Claro – profere Dona Antonia, 57 anos, moradora do Jardim Lapenna – que o jovem daqui sabe diferenciar e tem sabedoria para escolher, mas essa febre de ser aquilo que dizem para que todos sejam. Comer essas tranqueiras que estão na televisão, se vestir igual com esses tecidos de petróleo... Parece uma enchente que leva em suas águas a juventude, sobretudo os mais pobres, a muitas vezes afundar ou se perder nessas profundezas de tudo igual, fica sem o que a pessoa é, entra no enxame, só para dizer que ta dentro, mas nem sabe o que tá fazendo dentro.”

Entre alguns “uais”, interjeições e palavreado mineiro, Dona Antonia olha para a bíblia sorrateiramente e, após pigarrear, compondo experiência com propriedade, se refere à escola do lugar como muito distante dos jovens, como ela diz “parece que a escola está em outra vila”.

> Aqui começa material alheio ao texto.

PR #7988, opened 2026-01-23
flamenco: fix logs in system program

anarcheuz:
Agave uses the Debug trait for eg. `Create Account: account Address { address: SysvarRecentB1ockHashes11111111111111111111, base: None } already in use`. 

Some logs are also updated to match 3.1.0.

### DIFF
--- a/src/flamenco/runtime/program/fd_system_program.c
+++ b/src/flamenco/runtime/program/fd_system_program.c
@@ -13,6 +13,15 @@
 
 #define FD_SYSTEM_PROGRAM_INSTR_FOOTPRINT (FD_TXN_MTU + sizeof(fd_system_program_instruction_t))
 
+#define FD_FMT_ADDRESS(account_b58, base, out_fmt)                                               \
+  char out_fmt[ 128UL ];                                                                         \
+  FD_BASE58_ENCODE_32_BYTES( base->key, base_b58 );                                              \
+  if( base ) {                                                                                   \
+    snprintf( out_fmt, 128UL, "Address { address: %s, base: Some(%s) }", account_b58, base_b58 ); \
+  } else {                                                                                       \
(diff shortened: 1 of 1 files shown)


src/flamenco/runtime/program/fd_system_program.c
```diff
@@ -160,10 +160,16 @@ fd_system_program_allocate( fd_exec_instr_ctx_t *   ctx,
     /* Max msg_sz: 35 - 2 + 125 = 158 */
     FD_BASE58_ENCODE_32_BYTES( account->pubkey->key, account_b58 );
     FD_BASE58_ENCODE_32_BYTES( base->key,            base_b58    );
-    fd_log_collector_printf_inefficient_max_512( ctx,
-      "Allocate: 'to' (account %s, base %s) must sign",
-      account_b58,
-      base ? base_b58 : "None" );
+    if( base ) {
```
mjain-jump: dont think its relevant to your pr but isnt this unsafe if youre accessing base->key before this check?

anarcheuz: This is fine because FD_BASE58_ENCODE_32_BYTES checks if the pointer is NULL. `base->key` is the same pointer as `base`

src/flamenco/runtime/program/fd_system_program.c
```diff
@@ -160,10 +160,16 @@ fd_system_program_allocate( fd_exec_instr_ctx_t *   ctx,
...
+      fd_log_collector_printf_inefficient_max_512( ctx,
+        "Allocate: 'to' account Address { address: %s, base: Some(%s) } must sign",
```
mjain-jump: can you make the output format for the address a macro or something? just so we dont have this branch

anarcheuz: I've changed to a Macro. Please recheck if it's acceptable.

PR #8005, opened 2026-01-26
conformance: propagate error codes in test harness

cmoyes-jump:
Previously, we erred on the side of skipping tests instead of propagating useful error codes and checking behavioral consistency with Agave.

fd_instr_harness.c:
- Modified `fd_solfuzz_pb_instr_ctx_create()` to return proper `FD_EXECUTOR_INSTR_ERR_*` error codes instead of 0/1
- Updated callers to check for non-zero (error) instead of `!result`

fd_vm_harness.c:
- `fd_solfuzz_pb_syscall_run()`: Allocate effects early so context creation errors can return effects with proper error codes instead of skipping
- `fd_solfuzz_pb_vm_interp_run()`: Same pattern


src/flamenco/runtime/tests/fd_instr_harness.c
```diff
@@ -299,7 +299,7 @@ fd_solfuzz_pb_instr_ctx_create( fd_solfuzz_runner_t *                runner,
     uint index = test_ctx->instr_accounts[j].index;
     if( index >= test_ctx->accounts_count ) {
       FD_LOG_NOTICE( ( "instruction account index out of range (%u > %u)", index, test_ctx->instr_accounts_count ) );
-      return 0;
+      return FD_EXECUTOR_INSTR_ERR_NOT_ENOUGH_ACC_KEYS;
```
mjain-jump: use `FD_EXECUTOR_INSTR_ERR_MISSING_ACC` here, not enough account keys is deprecated in agave

mjain-jump: actually nvm i see you have that error used below

src/flamenco/runtime/tests/fd_instr_harness.c
```diff
@@ -52,7 +52,7 @@ fd_solfuzz_pb_instr_ctx_create( fd_solfuzz_runner_t *                runner,
   fd_features_t * features = fd_bank_features_modify( runner->bank );
   fd_exec_test_feature_set_t const * feature_set = &test_ctx->epoch_context.features;
   if( !fd_solfuzz_pb_restore_features( features, feature_set ) ) {
-    return 0;
+    return FD_EXECUTOR_INSTR_ERR_GENERIC_ERR;
```
mjain-jump: maybe FD_LOG_ERR with `"invariant violation: unsupported feature ID"`? solfuzz should never generate features that are unsupported by either target

src/flamenco/runtime/tests/fd_instr_harness.c
```diff
@@ -129,7 +129,7 @@ fd_solfuzz_pb_instr_ctx_create( fd_solfuzz_runner_t *                runner,
 
   if( FD_UNLIKELY( test_ctx->accounts_count > MAX_TX_ACCOUNT_LOCKS ) ) {
     FD_LOG_NOTICE(( "too many accounts" ));
-    return 0;
+    return FD_EXECUTOR_INSTR_ERR_MAX_ACCS_EXCEEDED;
```
mjain-jump: could fd_log_err with `"invariant violation: max txn accounts exceeded (<test_ctx->accounts_count> > <MAX_TX_ACCOUNT_LOCKS>)"`

src/flamenco/runtime/tests/fd_instr_harness.c
```diff
@@ -252,7 +252,7 @@ fd_solfuzz_pb_instr_ctx_create( fd_solfuzz_runner_t *                runner,
 
   if( FD_UNLIKELY( test_ctx->instr_accounts_count > MAX_TX_ACCOUNT_LOCKS ) ) {
     FD_LOG_NOTICE(( "too many instruction accounts" ));
-    return 0;
+    return FD_EXECUTOR_INSTR_ERR_MAX_ACCS_EXCEEDED;
```
mjain-jump: same as above, this should be easy to fix up as well

src/flamenco/runtime/tests/fd_instr_harness.c
```diff
@@ -271,7 +271,7 @@ fd_solfuzz_pb_instr_ctx_create( fd_solfuzz_runner_t *                runner,
 
   fd_epoch_schedule_t epoch_schedule_[1];
   fd_epoch_schedule_t * epoch_schedule = fd_sysvar_cache_epoch_schedule_read( ctx->sysvar_cache, epoch_schedule_ );
-  if( FD_UNLIKELY( !epoch_schedule ) ) { return 0; }
+  if( FD_UNLIKELY( !epoch_schedule ) ) { return FD_EXECUTOR_INSTR_ERR_GENERIC_ERR; }
```
mjain-jump: could do `FD_TEST( epoch_schedule );` like we do for the other sysvars

src/flamenco/runtime/tests/fd_instr_harness.c
mjain-jump: this should be fixed up already in solfuzz, so you can do the same as above here

src/flamenco/runtime/tests/fd_instr_harness.c
```diff
@@ -323,10 +323,12 @@ fd_solfuzz_pb_instr_ctx_create( fd_solfuzz_runner_t *                runner,
...
   }
 
-  /* Early returning only happens in instruction execution. */
+  /* For non-syscalls (instruction execution), program_id must be in the input accounts.
+     For syscalls, we skip this check because the program_id was already added to
+     txn_out->accounts at lines 169-181 if it wasn't in the input. */
   if( !is_syscall && !found_program_id ) {
     FD_LOG_NOTICE(( " Unable to find program_id in accounts" ));
-    return 0;
+    return FD_EXECUTOR_INSTR_ERR_MISSING_ACC;
```
mjain-jump: also already fixed up in solfuzz, can do the same as above

cmoyes-jump:
> i think the correct approach for this PR is to make the instr context creation infallible both here and in solfuzz-agave. ideally these harness rejections dont pass by silently, and instead FD_LOG_ERR so we can make the appropriate fixup in solfuzz.

Makes sense. Updated.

“Os jovens não estão na escola e nem na comunidade, aqui do lugar. Eu sei que eles podem estar em tantos lugares como coisas da internet, telefone sem fio e outros transporte de som e luz, conheci isso quando fiz um curso no Galpão sobre a comunicação, mas eles, os jovens, têm que estar aqui também, sabe, lutando e ajudando pelas melhorias da escola e do lugar. Afinal, tudo é uma coisa só. Uai, a casa não está na rua do bairro, junto com a escola que está aqui na Vila, e a Vila, as ruas, a casa não estão dentro da cidade, e a cidade não está dentro do estado, e daí dentro do país, da América, do mundo?... Ai que saudade de Minhas Gerais” – lembra Dona Antonia.

“Sabe quando vejo as escolas reunidas no Galpão, as crianças e os professores lendo, os jovens e os adultos cantando, tocando instrumentos, as meninas filmando, penso, olha só, ai tem um caminho. Minhas filhas trabalhando, escrevem bem, aprenderam tanta coisa, só vendo. Acho que é possível mudar, foi que você perguntou, não foi, Cometa?”

- Foi sim Dona Antonia, aprendi muito. Nossa ! preciso voltar para o Galpão. Vamos prosear mais num outro dia?

- Claro, casa de mineiro - paulista sempre ta aberta. Ah, vem ver, antes de ir embora a Eduarda, filha de Flávia, ela está linda.

José Luiz Adeve - Cometa





Um comentário:

  1. Muito lindo! Não tinha como não publicar... Parabéns Cometa e obrigada por compartilhar conosco tanta poesia e sensibilidade.